Not only do grandmothers get an occasional mention in Anglo-Saxon wills, at least one grandmother wrote her own will: Wynflæd, an Anglo-Saxon noblewoman who died around 950 (full text here). This will provides further evidence of grandmothers taking an interest in the well-being of their children’s children.

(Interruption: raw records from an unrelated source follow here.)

PR #497, opened 2020-10-12
Core/remove glints poppins from root

franciscrispin:
Remove glints/poppins from src/index
- UI libraries should not load their own fonts for performance reasons
- Developers using the libraries should be responsible for loading their
own fonts
- Reference: https://material-ui.com/components/typography/#general

Moved @glints/poppins to `optionalDependencies`

### DIFF
--- a/package.json
+++ b/package.json
@@ -119,9 +119,7 @@
     "@glints/poppins": "^1.0.0",
     "classnames": "^2.2.6",
     "create-react-context": "^0.2.3",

Like your typical grandmother, Wynflaed spoiled her grandkids rotten: not by stuffing them with food, but by showering them with lands, slaves, and other gifts. Her grandchildren, Eadwold and “hyre syna dehter” [her son’s daughter] Eadgifu, also got to share “hyre taman hors” [her tame horses]. A gift especially intended for her grandson shows Wynflæd’s consideration for his stature and ornamental display: “goldfagan teowenan cuppan þæt he ice his beah mid þam golde” [a gold-adorned wooden cup so that he [Eadwold] may enlarge his armring with the gold].  Likewise, her granddaughter Eadgifu may have had a special place in Wynflæd’s heart, as she bequeathed the girl with the very best of her linen:

“hyre betsþe bedwahrift 7 linnenne ruwan 7 eal þæt bedref þe þærto gebyreð 7 … hyre betstan dunnan tunecan 7 hyre beteran mentel 7 hyre twa treowenan gesplottude cuppan 7 hyre ealdan gewiredan preon is an VI mancussum.”

[her best bed-curtain and a linen covering and all the bed-clothes which go with it and … her best dun tunic, and her better cloak, and her two wooden  spotted cups , and her old wired brooch which is worth six mancuses.]

It is interesting to note here that, like the goddaughter of Wulfric Spott, Wynflæd’s granddaughter gets her grandmother’s brooch – was this perhaps an Anglo-Saxon  grandmother-to-granddaughter tradition?

Like the Old English gloss ealdemodor mentioned at the start of this post, references to grandmothers are hard to find. These Anglo-Saxon wills , however, show clearly that early  medieval grandmothers had a role to play in the lives of their grandchildren, if only by bestowing them with gifts.